■ **WHAT IS REQUIRED**: Give back the data in full, with every line exact.

RAW DATA: Begin

PR #4945, opened 2026-01-23
Bump everything to edition 2024

weiznich:
This just bumps the rust edition, most of the changes are just automatic format and fix changes.

It also fixes #4941 on the side

PR #4953, opened 2026-01-27
Fix MySQL CI failure in #4945 (foreign key syntax)

LucaCappelletti94:
This PR builds on top of #4945 attempts to fix the CI failure observed in the MySQL test suite, specifically for the `print_schema_allows_none` test case.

RAW DATA: End

■ **EXERCISE RESPONSE**:
PR #4945, opened 2026-01-23
Bump everything to edition 2024

weiznich:
This just bumps the rust edition, most of the changes are just automatic format and fix changes.

It also fixes #4941 on the side

PR #4953, opened 2026-01-27
Fix MySQL CI failure in #4945 (foreign key syntax)

LucaCappelletti94:
This PR builds on top of #4945 attempts to fix the CI failure observed in the MySQL test suite, specifically for the `print_schema_allows_none` test case.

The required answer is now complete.